So I have a 3 year old black cat named Halloweeni... I'd like to apologize in advance for this very lengthy post, but i want to give as much detail in order to help my cat.

Since he was a baby he played rough leaving my roomates and I full of temporary scars on our arms. He would also randomly come up behind us and bite us on the legs or get our arms. However, he was still a sweet cat! He would come and lay with us, sit on our laps, fall asleep on his back our stomaches, but at the same time it was always on his terms and if you petted him for too long or when he didn't want you too your hand and arms were gonna pay! He wasn't really scared of strangers b/c he was always around when we would have parties and he was really good about being near people and he had no problem just walking away and finding a spot where no one would bother him... Then after almost a year I moved back home. He seemed to have adapted rather well but he HATED my brother...Apparently my brother caught him drinking milk from his bowl and hit him ( don't worry I almost killed my brother for laying a hand on my cat). Since then my cat could not see my brother or he'd lunge to attack him. The cat was only a week in my house when I had to leave on a trip for 6 weeks.

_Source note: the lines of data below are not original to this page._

PR #6962, opened 2026-05-26
fix(weave): bump vcrpy 7 -> 8, fixes crewai async flake

gtarpenning:
## Summary

Bumps `vcrpy` 7.0.0 → 8.x. `vcrpy` 8.0.0 (release [PR #943](https://github.com/kevin1024/vcrpy/pull/943)) rewrote httpx support to patch at the `httpcore` layer instead of `httpx`, explicitly fixing the [`ResponseNotRead`](https://github.com/kevin1024/vcrpy/issues/832) issue ([also #834](https://github.com/kevin1024/vcrpy/issues/834)) we were hitting on Windows.

The old 7.0.0 stub (`vcr/stubs/httpx_stubs.py:_from_serialized_response`) was decorated with `@patch("httpx.Response.read", MagicMock())`, which replaces `Response.read` at the **class level** for the duration of the call -- visible to every thread. crewai's `kickoff_for_each_async` runs each kickoff via `asyncio.to_thread(self.kickoff, ...)`, so two sync OpenAI completions execute on separate threads. If thread A is mid-replay (class-level mock active) while thread B is inside `httpx.Client.send` running its post-replay `response.read()` (`httpx/_client.py:921`, the call that normally populates `_content` from the ByteStream), B's read resolves to A's MagicMock and is a no-op. B's response has no `_content`, and litellm's later `raw_response.parse()` -> `LegacyAPIResponse._parse` -> `response.json()` -> `httpx.Response.content` raises `ResponseNotRead`. Windows GIL timing widens the overlap window enough for the test to fail.

`vcrpy` 8.x's `httpcore_stubs.py` constructs an `httpcore.Response` directly with the bytes; httpx then runs its normal response-construction path against the httpcore response, so `_content` is populated correctly without any class-level mocking.

**Repro (`openai.with_raw_response.create` + `.parse()` under VCR replay, 8 concurrent threads, 50 trials = 400 calls):**

| | Failures |
|---|---|
| vcrpy 7.0.0 | 399 / 400 |
| vcrpy 8.1.1 | 0 / 400 |

8.0.0 breaking changes are non-issues here: drops Python 3.9 (weave needs >=3.10) and urllib3<2 (lockfile already on 2.6.3).

Original failure ([CI job](https://github.com/wandb/weave/actions/runs/26458318344/job/77898646520?pr=6868)):
```
FAILED tests/integrations/crewai/crewai_test.py::test_crewai_simple_crew_kickoff_for_each_async - litellm.exceptions.APIError: APIError: OpenAIException - error - Attempted to access streaming response content, without having called `read()`.
```

## Testing

local 8-thread stress repro (above). no test-side band-aids; the buggy test is unchanged.


bcsherma (approved):
🦸🏻

PR #6965, opened 2026-05-26
perf(weave): parallel bucket uploads inside upsert_batch

gtarpenning:
## Summary
- Jira: [WB-34755](https://coreweave.atlassian.net/browse/WB-34755)
- Fan out bucket uploads collected during a `call_batch` so an N-attachment upsert pays one parallel round-trip instead of N serial ones.
- New `BucketUploadBatch` module owns staging + parallel flush; `clickhouse_trace_server_batched.py` becomes a thin caller (`stage` during `file_create`, `flush` inside `_flush_all_batches_in_order` before the file_chunks insert).
- Preserves per-file `FileStorageWriteError` fallback to inline ClickHouse chunks. Non-batch path (`_flush_immediately=True`) is unchanged.
- Falls out of a Datadog investigation of `/call/upsert_batch` tail latency: today `_file_create_bucket` p50 = 61ms / p95 = 163ms and runs serially inside one worker, so heavy batches pay 11-20 sequential round-trips per request.

### Local
| | before | after (workers=8) |
|---|---|---|
| 20-attachment batch, GCS p50 = 60ms | ~1.2s | ~180ms |
| 50-attachment batch | ~3.0s | ~420ms |
| 1-attachment batch | unchanged | unchanged |
### QA
20 batches x 25 calls x 2 attachments x 32KB, 4 client threads (50 GCS uploads/batch), same endpoint before vs after the deploy:

|  | pre (master) | post (this PR) | speedup |
|---|---|---|---|
| p50 batch | 13.15s | 1.89s | 6.9x |
| p95 batch | 13.93s | 2.66s | 5.2x |
| p99 batch | 14.82s | 2.67s | 5.6x |
| attachments/sec | 14.7 | 94.1 | 6.4x |
| errors | 0/500 | 0/500 | - |

Variance compressed too: p99 lands ~tied with p95 post-deploy (wall time is now a few parallel waves instead of a long serial chain). Script: `qa-scripts/parallel_bucket_uploads_load_test.py`.

image

## Testing
two end-to-end tests in `tests/trace/test_server_file_storage.py`: parallel fan-out + within-batch dedup + project-prefix correctness (asserts `concurrent_peak >= 4` with the default 8-worker pool), and per-file `FileStorageWriteError` -> inline CH fallback (parametrized single-chunk + multi-chunk payloads, verified via `file_content_read` round-trip).

[WB-34755]: https://coreweave.atlassian.net/browse/WB-34755?atlOrigin=eyJpIjoiNWRkNTljNzYxNjVmNDY3MDlhMDU5Y2ZhYzA5YTRkZjUiLCJwIjoiZ2l0aHViLWNvbS1KU1cifQ


weave/trace_server/parallel_bucket_uploads.py
```diff
@@ -0,0 +1,169 @@
...
+# Hides GCS RTT (~60ms p50, ~150ms p95) without exhausting the per-pod
+# google-cloud-storage HTTP session pool.
+DEFAULT_BUCKET_UPLOAD_CONCURRENCY = 8
+
+
+@dataclass(slots=True)
+class _Pending:
+    req: tsi.FileCreateReq
+    digest: str
+    client: FileStorageClient
```
amwarrier: I don't like this. Why all _Pending have to carry the pointer to the same client? Its not part of the request. It should be passed only once to the one who actually does the upload, right?

weave/trace_server/parallel_bucket_uploads.py
```diff
@@ -0,0 +1,169 @@
...
+        """Defer a bucket upload until `flush()`.
+
+        Caller computes the digest, validates `expected_digest`, and dedups
+        against the in-flight ClickHouse chunk buffer. Within-batch dedup
+        across bucket uploads is tracked here via `has()`.
+        """
+        self._pending.append(_Pending(req=req, digest=digest, client=client))
+        self._seen.add((req.project_id, digest))
+
+    def has(self, project_id: str, digest: str) -> bool:
```
amwarrier, line 125: i think we are silently creating a contract here. Are you expecting the Bucket to always have its content de-duped? If yes, I would `raise` from the `stage` above if the digest is present on the seen. This way - you can enforce the caller to do:
```
if not bucket.has:
    bucket.stage()
```

weave/trace_server/parallel_bucket_uploads.py
gtarpenning: nice - `client` is `self.file_storage_client` (a per-instance property), so every `_Pending` in a batch was carrying the same pointer. fixed in 34f76ade10: `flush(client)` takes it once and `_upload_one` receives it via `pool.submit(..., p, client)`. dropped the field from `_Pending`.

weave/trace_server/parallel_bucket_uploads.py
gtarpenning: fair, raising in `stage()` on duplicate (project_id, digest) in a2d3236398 so the `if not bucket.has(): bucket.stage()` pattern is enforced... the existing caller already pre-checks via `has()` so no caller change.

weave/trace_server/parallel_bucket_uploads.py
```diff
@@ -0,0 +1,191 @@
...
+        race on `if_generation_match=0`, so we raise instead of silently
+        accepting it.
+        """
+        key = (req.project_id, digest)
+        if key in self._seen:
+            raise ValueError(
+                f"BucketUploadBatch.stage() called twice for {key}; callers "
+                "must pre-check via `has()` and skip duplicates."
+            )
+        self._pending.append(_Pending(req=req, digest=digest))
```
amwarrier, line 121: A client can potentially cause OOMs here. Should we have a guard rail here which tracks the size before we upload instead of blindly appending?

weave/trace_server/parallel_bucket_uploads.py
amwarrier: also add a unit test to make sure that the raise happens.

weave/trace_server/parallel_bucket_uploads.py
gtarpenning: sure, although we already have this vuln. i'll add it

amwarrier (approved):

This is the rough part!!! While I was away my brother and cat were not able to get along. My brother was an evil person back then and would have my mom lock him in a tiny closet for hours at times while he was home. My mom reluctantly did it b/c she wanted to avoid the confrontation b/w them since my brother had threatened to kill my cat or throw him out onto the streets. I did not know what was going on since I was over seas and my mom kept it from me. I swear I would have taken the next flight home had I known what was happening to my little guy!! I LOVE LOVE LOVE him and i'm crying just remembering what he had to go through


When I got home I immediately went to him first because I had missed him most, more than my parents! And he hissed then went to attack my legs. My mom had to take him out of my room and he was hissing through the door and going crazy if I opened it even a crack.... I'm sure he was pretty angry at me for leaving him
Anyway, I took him to the vet and he was nice as pie... he was my old Halloweeni all over again. he came up to me purred, let me pet him. He was psychically healthy. I had the vet neuter him and keep him over night so I could clean my entire house w/ water and vinegar and spray it with the feline spray (i forget what its called but it calms them). The vet said Halloweeni had separation anxiety and was angry at me for leaving him in hell. He was on anti-aggression pills but they didn't do anything but make him sleep all the time.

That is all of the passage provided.